Ignacio Amestoy incorpora una melodía paralela incrustada en la forma y en la hondura del texto completo. Tiene como guía a una enfermera –“de la Sección Femenina”– que se esmera en que los “brotes” de la enfermedad sean compensados con la medicación pertinente: puede ser una inyección o puede ser el tópico exigido a la heterodesignada, que señala, sin saberlo ella misma puesto que ella nada es, el terror de los cuerpos sometido por la mirada del verdugo, el humillado que se transforma en un esclavo más del obsceno poder. Hombre de Teatro incuestionable, Ignacio Amestoy apela al esperpento para contar la historia de una historia, y la deformación aporta ángulos inevitables. Cuando veo a esa enfermera con el pecho desnudo, en los últimos momentos de esta representación que se agota porque Ridruejo ha muerto, porque la representación de ese mundo que fue el suyo va a dar un giro inevitable, sé que esa icónica diosa de la fertilidad ha amamantado un mundo de dolor, ha dado su alimento de madre a un mundo que niega la matria, lo materno, que ha sido utilizada; cuando veo a ese joven capitán, incipiente demócrata, obnubilado por el avión americano que, como un juguete fascinador, se le entrega; cuando la patética virilidad impostada de quien era, en su bochornosa aceptación, la muestra palpable del absurdo acompaña esta exhibición de frustraciones, no evito aferrarme a las imágenes nacidas de las manos creadoras y el empeño de Esperanza D’Ors, escultora y asesora imprescindible de los espacios-ceremonia de Dionisio Ridruejo, una pasión española. Hay un faro que alumbra la ocultada salida…
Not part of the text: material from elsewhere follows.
Issue #271, opened 2018-02-11
Production Workflow


pablodip:
I am feeling two problems in the current production workflow:

1.) We have several places to organise production: right now two projects on Github. Besides, some issues don't even fit in those two projects, so can't follow any workflow and their progress is more difficult. All that makes us not know well where to look to know what is going on, and avoid us to visualise well the status of the whole production.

Esperanza D’Ors “dialogó” en su lengua de formas con el poeta leonés Ángel Fierro y ambos editaron un “cuaderno compartido” que titulan El Andamiaje de los Sueños. A los versos del poeta, respondía la artista con sus seres humanamente míticos de espaldas heridas porque se les han amputado las alas y ya no podrán volar, y tendrán que esmerarse en hacer caminos sobre la tierra aunque duela la posibilidad arrebatada; con hombres y mujeres que han perdido su sagrada diversidad, su peculiaridad insustituible, obligados a un éxodo que iguala con despiadada violencia. También respondía con delicados abrazos trazados para la soledad del que está solo.
Llegan a mí sus imágenes tratando de borrar la del águila destructora que asesina, una y otra vez, a quien entrega el fuego del porvenir a los seres humanos una y otra vez.
Algún día escribiré de ese andamiaje de sueños creadores; he de hacerlo por la misma causa que he escrito este artículo. Los seres humanos somos palabra y memoria y cuando se nos arrebata cualquiera de ellas, lo que queda es tan triste como falso y peligroso: en el infierno no se ama, en el infierno no se espera, la paz no puede nacer de un pacto entre iguales que tiemblan al verse.
Dionisio Ridruejo, una pasión española nos alerta de tal temblor. Me lo comentaba una estudiante universitaria, perpleja ante la inmensa laguna de desconocimientos y borraduras impuestos sobre la más reciente historia de España que la gente de su edad porta como un lastre, sin sospecharlo siquiera, así que también sin poderlo reclamar ni echar de menos (“no solo vosotros”, le recuerdo). “Cuánto te agradezco que me recomendaras la obra”, me dice. Seguiré haciéndolo, ciertos velos solo los puede levantar, con solvencia y serenidad, el Teatro.